Старый Умгона, слегка вздрогнув, принялся изливать традиционные похвалы и благодарность, славя доброту и милосердие своего повелителя. Сетевайо выслушал его молча, а когда тот наконец договорил, резко напомнил, чтобы он привел Нанеа точно в назначенный им срок, иначе и она и он будут украшать собой ближайшие перекрестки дорог.
Из них двоих Нахун, безусловно, заслуживал большего внимания. После того как король вынес свой непререкаемый приговор, на его лице выразилось полнейшее замешательство, тут же сменившееся яростным гневом – справедливым гневом человека, которому нанесли незаслуженную жестокую обиду. Все его тело пронизала дрожь, на шее и на лбу вздулись узлы вен, пальцы плотно сжались, как будто стискивая рукоятку копья. Вскоре, однако, его ярость улеглась: роптать на зулусского деспота – то же самое, что роптать на саму судьбу; его лицо воплощало теперь лишь безнадежность и отчаяние. Гордые темные глаза утратили свой блеск, осунувшееся медное лицо стало пепельно-серым, уголки рта обвисли, с закушенной губы закапала кровь. Высокий зулус поднял руку, прощаясь с королем, встал и нетвердой походкой побрел к воротам.
– Погоди, – внезапно остановил его Сетевайо. – Я хочу поручить тебе важное дело, Нахун, которое вышибет из твоей головы все эти дурацкие мысли о женитьбе. Видишь этого Белого человека; он мой гость и хочет поохотиться на буйволов и другую крупную дичь. Поручаю его твоим заботам: возьми с собой несколько охотников и следи, чтобы с ним не случилось никакой беды. Через месяц приведи его обратно – и помни, ты отвечаешь за него головой. Как раз в это время, когда народится новая луна, приведут и Нанеа, и я скажу, так ли она хороша, как тебе представляется. А теперь иди, сын мой, и ты тоже, Белый человек; остальные присоединятся к вам на заре. Счастливого тебе пути, чужестранец, но не забудь, что мы встретимся в следующее новолуние, тогда и решим, сколько ты будешь получать за починку ружей. И не пытайся меня обмануть, Белый человек, не то я пошлю за тобой своих людей, а они могут обойтись с тобой грубовато.

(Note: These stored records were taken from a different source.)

PR #216, opened 2018-09-05
Tests in appveyor

yahavi:


jfrog-cli/utils/tests/utils.go
```diff
@@ -37,6 +37,8 @@ var TestGo *bool
 var DockerRepoDomain *string
 var DockerTargetRepo *string
 var TestNuget *bool
+var MaskCredentials *bool
```
eyalbe4: I think that the *MaskCredentials* option is redundant. Let's always mask the credentials.

jfrog-cli/utils/tests/utils.go
```diff
@@ -215,17 +219,24 @@ func NewJfrogCli(mainFunc func(), prefix, suffix string) *JfrogCli {
...
 			continue
 		}
-		os.Args = append(os.Args, strings.Split(v, spaceSplit)...)
+		args := strings.Split(v, spaceSplit)
+		os.Args = append(os.Args, args...)
+		output = append(output, args...)
 	}
 	if cli.suffix != "" {
-		os.Args = append(os.Args, strings.Split(cli.suffix, spaceSplit)...)
+		args := strings.Split(cli.suffix, spaceSplit)
```
eyalbe4: cre suggest renaming *cli.suffix* to *cli.credentials* (because it only holds the credentials).
Let's also rename *cli.prefix* to *cli.args*.

PR #227, opened 2018-09-25
Support for Artifactory Go repositories new publish API

AlexeiVainshtein:


jfrog-client/artifactory/services/go/go.go
```diff
@@ -51,12 +63,37 @@ func addPropertiesHeaders(props string, headers *map[string]string) error {
...
+	if strings.HasSuffix(*url, ";") {
+		tempUrl := *url
+		tempUrl = tempUrl[:len(tempUrl)-1]
+		*url = tempUrl
+	}
+	return nil
+}
+
+// Returns true if needed to use properties as header or false if need to use matrix params.
+func shouldUseHeaders(artifactoryVersion string) bool {
```
eyalbe4: I suggest adding a unit test for this function.
Also, to make the code a bit more easier to read, I suggest adding to the above function description, the min Artifactory version for which this function returns *true*.

eyalbe4:
Looks good @AlexeiVainshtein!
Added one inline suggestion.

jfrog-client/artifactory/services/go/go.go
AlexeiVainshtein: Done. I've added a test a changed the documentation.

«Это означает, что я пленник, – заключил Хадден. – У меня один выход – удрать. Если объявление войны застанет меня в этой стране, из меня изготовят мути (колдовское снадобье), выколют мне глаза либо сыграют какую-нибудь милую шутку в том же духе».

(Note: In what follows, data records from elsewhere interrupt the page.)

Issue #229, opened 2018-10-07
Add the ability to upload broken symlinks.


yudkeh:
Sometimes there are symlink which are broken in the machine which used for upload but when they will get downloaded by the users they will work as they include path to an existing folder, therefore there is a need to add the ability to upload broken symlink.

trinhta:
Currently the broken symlinks are totally ignored during the upload, but the ideal solution for broken symlinks is that Artifactory should create a "marker" in Artifactory for the bad symlinks during the upload so that later when the user downloads from Artifactory, using the --symlink option, the same (bad) symlinks will appear in his workspace.

RobiNino:
Hi @trinhta @yudkeh, 
We are currently working on a solution to this issue, and will release it as soon as possible.

RobiNino:
Hi @trinhta,
CLI version 1.21.0 is now released and includes a fix for this issue.
We would love to hear your feedback regarding this matter.
@yudkeh

PR #237, opened 2018-10-17
Upload broken symlink fixed

RobiNino:
Fixed jfrog-cli-go #229 

Added the ability to upload broken symlinks with --symlinks=true.

Fixed an issue where when --symlinks=false, the symlink target would be uploaded given the symlink name instead of the target name.

This pull request has a matching pull request in jfrog-client-go.

### DIFF
--- a/jfrog-cli/jfrog/artifactory_test.go
+++ b/jfrog-cli/jfrog/artifactory_test.go
@@ -944,6 +944,27 @@ func TestExcludeBrokenSymlink(t *testing.T) {
 	cleanArtifactoryTest()
 }
 
+// Testing uploading broken symlinks.
+// Uploaded symlinks are not verified by default, so all symlinks should be uploaded
+func TestUploadBrokenSymlink(t *testing.T) {
+	if cliutils.IsWindows() {
+		return
+	}
+	initArtifactoryTest(t)
+
+	// Creating broken symlink
+	os.Mkdir(tests.Out, 0777)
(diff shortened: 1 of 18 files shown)


jfrog-cli/jfrog/artifactory_test.go
```diff
@@ -944,6 +944,27 @@ func TestExcludeBrokenSymlink(t *testing.T) {
 	cleanArtifactoryTest()
 }
 
+// Testing uploading broken symlinks.
+// Uploaded symlinks are not verified by default, so all symlinks should be uploaded
```
eyalbe4: I think that **by default** should be removed from the comment, because symlinks are never verified by default.

jfrog-cli/jfrog/artifactory_test.go
```diff
@@ -944,6 +944,27 @@ func TestExcludeBrokenSymlink(t *testing.T) {
...
+func TestUploadBrokenSymlink(t *testing.T) {
```
eyalbe4: I suggest modifying this test from a "TestUploadBrokenSymlink" to a "TestValidateSymlink".
Basically, the test can upload a broken symlink (the same way it does now) and then, verify that this symlink fails to be downloaded with the *--validate-symlink* option and succeeds to download it without the option.
This way, instead of testing a bug fix, we're testing a real functionality of JFrog CLI.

Прошло десять дней; вечером последнего дня Хадден и сопровождающие его зулусы остановились на ночлег в дикой гористой местности, лежащей между Кровавой рекой и рекой Унвуньяна, не более чем в восьми милях от «Места маленькой реки», которое через несколько недель стало известно всему миру под своим туземным названием Исандхлвана.